Streams are a consistent source of carbon dioxide to the atmosphere, with some estimates placing emissions at over 5.5 petagrams per year. Yet, there is significant uncertainty in quantitative estimates of contributions to stream carbon from sources such as groundwater. This study aims to assess groundwater contributions to stream carbon from a localized perspective by examining carbon dioxide fluxes from headwater streams at Harvard Forest in Petersham, Massachusetts. I hypothesize that CO2 values from groundwater will be much higher than those at the surface; with this in mind, I also expect groundwater carbon contributions to correlate with stream emissions.

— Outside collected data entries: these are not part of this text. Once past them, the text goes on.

PR #88, opened 2019-08-15
Fusion logic bug fix.

kimishpatel:
Earlier we would create a fusion group and jump onto the next node, once
no more nodes can be added to the current group. This leads to some
nodes of original graph being skipped and the resulting iterator, when
current group stops expanding, skips some nodes.
This fix now iterates over the graph until no fusions. The logic is
lifted straight out of graph_fuser.cpp in PyTorch graph passes.

The fusion part here is largely untested right now. Will need to add more
tests.

Summary:

Test Plan:

Reviewers:

Subscribers:

Tasks:

Tags:

### DIFF
--- a/torch_tvm/fusion_pass.cpp
+++ b/torch_tvm/fusion_pass.cpp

To quantify carbon emissions, we measured CO2 and critical chemical variables, including cation and anion concentrations, pH, temperature, and dissolved oxygen throughout Fall 2025. We tracked these variables along a stream reach and groundwater wells adjacent to the stream sites to develop a spatial map of CO2 flux across sites upstream and downstream of the Harvard Forest waters. Additionally, we calculated carbon fluxes using a model that incorporates pCO2 values alongside gas transfer velocities (kCO2). Finally, we created a Piper diagram of the ionic composition of the streams, which we use to estimate quantitative groundwater input rates. 

A spatial representation of carbon flux is critical for understanding the physical and chemical processes that shape local gas transfer and the impact of groundwater discharge on the carbon budget. These results provide insights into the mechanisms governing stream carbon fluxes at the local scale and contribute to a better understanding of watershed-level carbon budgets.